Exactly reproduce the lines from the top of the entries below through the line containing "This fixes the", with both ends included.

(Beginning of Available data)

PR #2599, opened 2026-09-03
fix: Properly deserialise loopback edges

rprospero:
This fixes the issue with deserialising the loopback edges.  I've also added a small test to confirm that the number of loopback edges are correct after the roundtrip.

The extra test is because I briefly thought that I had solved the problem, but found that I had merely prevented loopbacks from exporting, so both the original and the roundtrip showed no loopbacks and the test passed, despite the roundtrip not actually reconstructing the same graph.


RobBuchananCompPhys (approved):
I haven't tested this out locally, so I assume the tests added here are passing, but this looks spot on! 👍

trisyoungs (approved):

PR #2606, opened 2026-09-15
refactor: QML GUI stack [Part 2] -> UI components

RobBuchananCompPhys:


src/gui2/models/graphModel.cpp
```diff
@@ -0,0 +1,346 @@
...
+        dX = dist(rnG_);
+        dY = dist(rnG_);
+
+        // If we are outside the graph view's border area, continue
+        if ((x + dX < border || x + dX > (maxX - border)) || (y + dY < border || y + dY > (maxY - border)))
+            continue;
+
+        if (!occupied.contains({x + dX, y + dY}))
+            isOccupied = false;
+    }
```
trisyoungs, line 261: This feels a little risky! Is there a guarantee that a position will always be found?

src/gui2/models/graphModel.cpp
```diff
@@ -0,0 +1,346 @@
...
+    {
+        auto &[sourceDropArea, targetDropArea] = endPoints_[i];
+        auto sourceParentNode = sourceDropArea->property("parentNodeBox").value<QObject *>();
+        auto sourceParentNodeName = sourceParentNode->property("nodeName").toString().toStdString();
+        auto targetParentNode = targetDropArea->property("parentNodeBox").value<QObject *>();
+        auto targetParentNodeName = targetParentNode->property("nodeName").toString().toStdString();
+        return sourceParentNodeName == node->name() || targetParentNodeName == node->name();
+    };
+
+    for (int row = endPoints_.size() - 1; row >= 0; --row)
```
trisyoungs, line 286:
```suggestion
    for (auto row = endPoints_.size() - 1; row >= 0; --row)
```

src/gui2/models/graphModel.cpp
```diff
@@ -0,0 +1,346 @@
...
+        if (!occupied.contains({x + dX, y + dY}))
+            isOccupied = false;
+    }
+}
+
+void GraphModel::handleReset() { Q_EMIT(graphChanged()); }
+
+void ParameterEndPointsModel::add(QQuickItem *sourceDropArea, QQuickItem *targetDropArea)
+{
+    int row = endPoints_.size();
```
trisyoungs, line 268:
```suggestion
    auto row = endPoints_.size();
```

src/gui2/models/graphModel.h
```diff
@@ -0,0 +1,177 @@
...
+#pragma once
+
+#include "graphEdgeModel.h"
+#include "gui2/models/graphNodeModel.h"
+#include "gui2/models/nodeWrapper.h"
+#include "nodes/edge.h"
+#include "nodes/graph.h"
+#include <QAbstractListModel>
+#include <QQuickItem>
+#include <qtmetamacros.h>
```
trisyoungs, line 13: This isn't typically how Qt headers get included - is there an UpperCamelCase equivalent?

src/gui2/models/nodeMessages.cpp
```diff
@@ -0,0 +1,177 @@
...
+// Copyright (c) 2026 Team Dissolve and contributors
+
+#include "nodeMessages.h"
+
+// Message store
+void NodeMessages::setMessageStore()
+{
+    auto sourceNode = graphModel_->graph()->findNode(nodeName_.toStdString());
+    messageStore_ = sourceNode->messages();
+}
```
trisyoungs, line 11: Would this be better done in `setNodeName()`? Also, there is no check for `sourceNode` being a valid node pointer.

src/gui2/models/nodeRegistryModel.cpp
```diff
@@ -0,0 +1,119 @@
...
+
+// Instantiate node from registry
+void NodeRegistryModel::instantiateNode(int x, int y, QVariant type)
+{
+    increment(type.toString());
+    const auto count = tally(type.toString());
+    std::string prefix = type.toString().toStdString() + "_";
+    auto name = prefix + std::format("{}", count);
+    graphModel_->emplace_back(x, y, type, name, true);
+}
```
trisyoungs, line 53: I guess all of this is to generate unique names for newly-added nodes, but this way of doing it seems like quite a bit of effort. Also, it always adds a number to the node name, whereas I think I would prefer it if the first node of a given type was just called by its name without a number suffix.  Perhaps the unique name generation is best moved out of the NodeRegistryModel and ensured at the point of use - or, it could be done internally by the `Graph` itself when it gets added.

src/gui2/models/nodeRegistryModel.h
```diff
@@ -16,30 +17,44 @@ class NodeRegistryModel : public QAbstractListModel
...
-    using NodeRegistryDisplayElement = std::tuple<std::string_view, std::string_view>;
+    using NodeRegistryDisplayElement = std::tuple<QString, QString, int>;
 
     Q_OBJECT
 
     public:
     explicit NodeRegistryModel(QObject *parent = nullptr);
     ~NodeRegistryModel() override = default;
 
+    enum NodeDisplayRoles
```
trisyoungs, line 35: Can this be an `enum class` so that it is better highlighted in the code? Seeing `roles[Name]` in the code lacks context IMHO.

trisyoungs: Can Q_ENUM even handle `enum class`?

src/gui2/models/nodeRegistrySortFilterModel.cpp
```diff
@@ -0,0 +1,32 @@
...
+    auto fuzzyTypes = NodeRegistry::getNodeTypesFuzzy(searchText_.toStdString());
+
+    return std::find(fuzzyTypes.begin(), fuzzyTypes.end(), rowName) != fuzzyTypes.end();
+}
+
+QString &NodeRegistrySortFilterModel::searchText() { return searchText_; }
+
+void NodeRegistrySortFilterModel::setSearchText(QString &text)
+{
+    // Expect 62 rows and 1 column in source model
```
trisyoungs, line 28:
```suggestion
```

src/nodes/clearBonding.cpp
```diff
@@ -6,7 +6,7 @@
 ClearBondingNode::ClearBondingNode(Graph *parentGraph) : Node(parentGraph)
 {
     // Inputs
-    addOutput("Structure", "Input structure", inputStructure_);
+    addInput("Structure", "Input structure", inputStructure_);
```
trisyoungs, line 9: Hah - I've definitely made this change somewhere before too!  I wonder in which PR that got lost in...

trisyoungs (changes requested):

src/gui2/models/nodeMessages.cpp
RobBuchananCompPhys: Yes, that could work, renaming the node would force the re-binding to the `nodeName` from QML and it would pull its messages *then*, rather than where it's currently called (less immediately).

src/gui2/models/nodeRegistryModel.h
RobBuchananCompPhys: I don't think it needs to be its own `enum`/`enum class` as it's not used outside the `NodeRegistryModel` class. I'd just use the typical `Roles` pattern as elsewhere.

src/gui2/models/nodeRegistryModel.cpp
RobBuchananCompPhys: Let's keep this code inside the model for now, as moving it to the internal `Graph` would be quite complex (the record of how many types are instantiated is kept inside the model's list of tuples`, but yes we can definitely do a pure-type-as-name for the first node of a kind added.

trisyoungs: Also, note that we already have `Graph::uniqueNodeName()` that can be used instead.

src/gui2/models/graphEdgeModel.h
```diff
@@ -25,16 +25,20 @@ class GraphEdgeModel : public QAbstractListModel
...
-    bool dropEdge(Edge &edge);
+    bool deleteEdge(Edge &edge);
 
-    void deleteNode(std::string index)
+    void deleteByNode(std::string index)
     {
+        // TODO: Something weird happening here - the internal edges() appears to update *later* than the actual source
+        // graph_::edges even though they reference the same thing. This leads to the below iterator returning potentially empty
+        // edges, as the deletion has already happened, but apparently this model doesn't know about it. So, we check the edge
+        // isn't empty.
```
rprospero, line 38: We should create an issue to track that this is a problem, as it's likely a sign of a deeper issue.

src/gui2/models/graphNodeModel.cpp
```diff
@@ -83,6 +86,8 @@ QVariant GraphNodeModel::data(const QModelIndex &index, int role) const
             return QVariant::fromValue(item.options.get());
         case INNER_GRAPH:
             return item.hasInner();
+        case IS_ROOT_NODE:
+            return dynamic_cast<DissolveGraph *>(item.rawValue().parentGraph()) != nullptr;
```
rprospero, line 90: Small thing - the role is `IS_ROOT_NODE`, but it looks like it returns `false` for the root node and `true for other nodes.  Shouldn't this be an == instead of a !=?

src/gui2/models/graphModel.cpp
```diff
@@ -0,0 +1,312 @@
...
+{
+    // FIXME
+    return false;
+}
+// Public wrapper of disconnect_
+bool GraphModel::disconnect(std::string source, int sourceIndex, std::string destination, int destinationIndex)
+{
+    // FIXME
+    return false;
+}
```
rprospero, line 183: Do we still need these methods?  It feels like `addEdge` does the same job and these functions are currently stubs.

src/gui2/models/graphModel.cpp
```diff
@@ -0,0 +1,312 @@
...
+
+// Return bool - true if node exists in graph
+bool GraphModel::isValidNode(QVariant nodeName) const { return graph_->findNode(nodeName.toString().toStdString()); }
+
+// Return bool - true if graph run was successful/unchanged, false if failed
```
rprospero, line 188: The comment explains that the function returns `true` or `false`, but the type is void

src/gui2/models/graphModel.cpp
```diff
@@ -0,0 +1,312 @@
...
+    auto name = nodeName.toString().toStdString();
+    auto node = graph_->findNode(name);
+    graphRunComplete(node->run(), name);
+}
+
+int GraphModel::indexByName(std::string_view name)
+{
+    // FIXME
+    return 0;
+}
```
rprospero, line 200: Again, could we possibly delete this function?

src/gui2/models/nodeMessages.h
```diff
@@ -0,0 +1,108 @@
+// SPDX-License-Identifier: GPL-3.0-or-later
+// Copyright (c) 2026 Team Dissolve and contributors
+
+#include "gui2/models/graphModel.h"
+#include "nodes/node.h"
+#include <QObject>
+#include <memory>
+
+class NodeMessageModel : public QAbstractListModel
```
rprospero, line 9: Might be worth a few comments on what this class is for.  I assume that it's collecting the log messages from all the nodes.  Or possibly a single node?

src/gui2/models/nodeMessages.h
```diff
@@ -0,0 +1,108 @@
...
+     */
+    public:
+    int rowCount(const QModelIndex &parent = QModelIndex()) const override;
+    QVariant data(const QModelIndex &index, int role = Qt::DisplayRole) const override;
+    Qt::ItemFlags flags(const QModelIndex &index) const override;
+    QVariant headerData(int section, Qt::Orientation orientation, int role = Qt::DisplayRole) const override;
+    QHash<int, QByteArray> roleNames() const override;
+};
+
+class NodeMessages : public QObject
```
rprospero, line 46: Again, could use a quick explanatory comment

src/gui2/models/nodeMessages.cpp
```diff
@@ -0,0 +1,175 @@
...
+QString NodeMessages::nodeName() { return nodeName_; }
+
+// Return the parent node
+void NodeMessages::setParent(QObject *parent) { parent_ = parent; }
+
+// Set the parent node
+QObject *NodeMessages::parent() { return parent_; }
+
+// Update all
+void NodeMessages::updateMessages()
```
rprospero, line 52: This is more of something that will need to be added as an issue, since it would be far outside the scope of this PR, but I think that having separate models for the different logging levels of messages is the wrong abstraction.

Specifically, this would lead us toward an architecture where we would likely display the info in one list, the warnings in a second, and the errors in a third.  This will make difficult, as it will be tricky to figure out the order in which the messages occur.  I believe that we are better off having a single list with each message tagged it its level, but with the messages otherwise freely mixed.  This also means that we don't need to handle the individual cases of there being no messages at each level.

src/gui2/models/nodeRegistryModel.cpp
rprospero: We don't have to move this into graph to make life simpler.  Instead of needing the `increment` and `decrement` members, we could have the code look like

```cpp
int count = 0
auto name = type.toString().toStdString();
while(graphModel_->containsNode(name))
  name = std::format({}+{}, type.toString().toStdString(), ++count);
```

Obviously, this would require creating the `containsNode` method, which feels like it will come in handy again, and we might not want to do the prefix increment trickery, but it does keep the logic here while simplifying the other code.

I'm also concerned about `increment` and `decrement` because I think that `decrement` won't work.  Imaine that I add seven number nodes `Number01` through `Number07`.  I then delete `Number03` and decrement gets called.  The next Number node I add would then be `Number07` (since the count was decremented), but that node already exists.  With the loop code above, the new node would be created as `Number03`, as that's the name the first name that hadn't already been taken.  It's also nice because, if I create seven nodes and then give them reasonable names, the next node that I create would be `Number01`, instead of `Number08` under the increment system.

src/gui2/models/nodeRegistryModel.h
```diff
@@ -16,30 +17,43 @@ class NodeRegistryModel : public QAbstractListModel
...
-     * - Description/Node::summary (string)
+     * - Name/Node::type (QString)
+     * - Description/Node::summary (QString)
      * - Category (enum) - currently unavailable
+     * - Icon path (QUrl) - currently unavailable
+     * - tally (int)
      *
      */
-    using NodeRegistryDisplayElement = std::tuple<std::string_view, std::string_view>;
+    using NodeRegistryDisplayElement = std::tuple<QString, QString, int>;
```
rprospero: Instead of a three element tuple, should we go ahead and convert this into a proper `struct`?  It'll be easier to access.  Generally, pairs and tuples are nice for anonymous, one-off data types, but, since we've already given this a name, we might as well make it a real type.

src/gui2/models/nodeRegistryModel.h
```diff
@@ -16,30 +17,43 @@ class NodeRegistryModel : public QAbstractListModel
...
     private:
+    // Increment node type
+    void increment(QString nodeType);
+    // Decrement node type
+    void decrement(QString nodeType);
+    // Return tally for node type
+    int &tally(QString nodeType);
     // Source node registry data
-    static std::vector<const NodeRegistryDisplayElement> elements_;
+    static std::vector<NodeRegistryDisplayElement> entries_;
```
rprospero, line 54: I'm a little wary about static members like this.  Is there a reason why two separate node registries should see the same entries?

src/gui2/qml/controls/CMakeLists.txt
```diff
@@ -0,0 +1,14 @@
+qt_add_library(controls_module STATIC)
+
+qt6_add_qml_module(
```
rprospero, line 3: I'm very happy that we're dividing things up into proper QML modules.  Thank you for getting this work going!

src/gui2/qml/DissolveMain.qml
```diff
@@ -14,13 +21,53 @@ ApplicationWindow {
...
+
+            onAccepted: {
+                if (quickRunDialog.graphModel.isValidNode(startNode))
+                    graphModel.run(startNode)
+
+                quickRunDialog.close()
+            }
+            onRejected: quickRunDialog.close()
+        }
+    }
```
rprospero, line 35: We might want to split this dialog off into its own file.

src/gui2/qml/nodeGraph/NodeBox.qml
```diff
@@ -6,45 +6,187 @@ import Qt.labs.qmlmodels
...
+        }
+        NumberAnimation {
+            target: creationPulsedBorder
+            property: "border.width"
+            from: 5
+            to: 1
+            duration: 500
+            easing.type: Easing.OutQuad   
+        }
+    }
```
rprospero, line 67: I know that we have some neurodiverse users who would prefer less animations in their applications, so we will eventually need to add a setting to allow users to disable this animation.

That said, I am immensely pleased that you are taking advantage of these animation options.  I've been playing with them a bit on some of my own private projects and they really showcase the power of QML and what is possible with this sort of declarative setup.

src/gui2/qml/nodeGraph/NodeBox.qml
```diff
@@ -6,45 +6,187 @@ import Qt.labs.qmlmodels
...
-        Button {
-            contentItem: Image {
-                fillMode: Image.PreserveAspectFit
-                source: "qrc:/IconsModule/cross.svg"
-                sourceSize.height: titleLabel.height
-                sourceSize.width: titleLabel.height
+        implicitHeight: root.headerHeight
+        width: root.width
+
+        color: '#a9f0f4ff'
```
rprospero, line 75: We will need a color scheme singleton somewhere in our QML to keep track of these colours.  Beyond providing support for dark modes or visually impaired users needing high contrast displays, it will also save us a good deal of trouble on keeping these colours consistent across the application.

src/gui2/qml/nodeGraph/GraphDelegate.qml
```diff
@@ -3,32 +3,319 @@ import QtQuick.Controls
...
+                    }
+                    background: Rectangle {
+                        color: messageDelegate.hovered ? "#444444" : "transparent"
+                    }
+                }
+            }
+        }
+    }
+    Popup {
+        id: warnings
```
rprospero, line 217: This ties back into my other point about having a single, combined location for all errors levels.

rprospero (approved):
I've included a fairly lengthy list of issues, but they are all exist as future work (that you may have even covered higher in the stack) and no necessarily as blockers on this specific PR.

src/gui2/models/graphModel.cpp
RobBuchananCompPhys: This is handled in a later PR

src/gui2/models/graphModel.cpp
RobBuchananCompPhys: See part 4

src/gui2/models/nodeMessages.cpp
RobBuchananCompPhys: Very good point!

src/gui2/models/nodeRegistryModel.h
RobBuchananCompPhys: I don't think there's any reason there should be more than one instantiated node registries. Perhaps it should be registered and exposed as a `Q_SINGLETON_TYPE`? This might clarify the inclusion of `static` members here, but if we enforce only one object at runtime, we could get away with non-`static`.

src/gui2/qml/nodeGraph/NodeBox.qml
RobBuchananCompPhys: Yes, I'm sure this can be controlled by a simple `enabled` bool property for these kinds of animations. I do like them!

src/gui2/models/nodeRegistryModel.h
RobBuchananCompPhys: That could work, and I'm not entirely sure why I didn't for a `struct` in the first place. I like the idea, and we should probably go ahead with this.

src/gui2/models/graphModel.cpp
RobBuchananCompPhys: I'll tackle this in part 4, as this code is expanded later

(End of Available data)

Expected answer
PR #2599, opened 2026-09-03
fix: Properly deserialise loopback edges

rprospero:
This fixes the issue with deserialising the loopback edges.  I've also added a small test to confirm that the number of loopback edges are correct after the roundtrip.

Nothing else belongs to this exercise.